(Stored items)
PR #473, opened 2017-11-09
tests: Assert on NAN

sileht:
gabbi allows to write custom value checker since 1.37.0.

This change uses that to check that .NAN is NAN.


sileht:
Pull-request updated, HEAD is now 2587342bdaf9f43af24cac7b5b9a2e00913324cc

PR #476, opened 2017-11-10
WIP: aggregates: showup API design bug

sileht:
The added tests will regenerate only one timeserie

$.cpu.util_mean:
  MEASURES

while it should dump two timeseries...


sileht:
Pull-request updated, HEAD is now 4e2e83b28da348d1368d699a6170d15360a6477e

sileht:
Pull-request updated, HEAD is now 6214311393245eb9d38a182f18b0bb874b221dcb

PR #1157, opened 2021-07-01
Prepare for s3rver version bump

tobias-urdin:
Changes required when s3rver is bumped in ci-tools.


tobias-urdin:
will be handled another way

◆ REQUIREMENT ◆
Where does the word "updated" appear in the records? Copy every line that holds it.

◆ SOLUTION FOR THIS EXERCISE ◆
Pull-request updated, HEAD is now 2587342bdaf9f43af24cac7b5b9a2e00913324cc
Pull-request updated, HEAD is now 4e2e83b28da348d1368d699a6170d15360a6477e
Pull-request updated, HEAD is now 6214311393245eb9d38a182f18b0bb874b221dcb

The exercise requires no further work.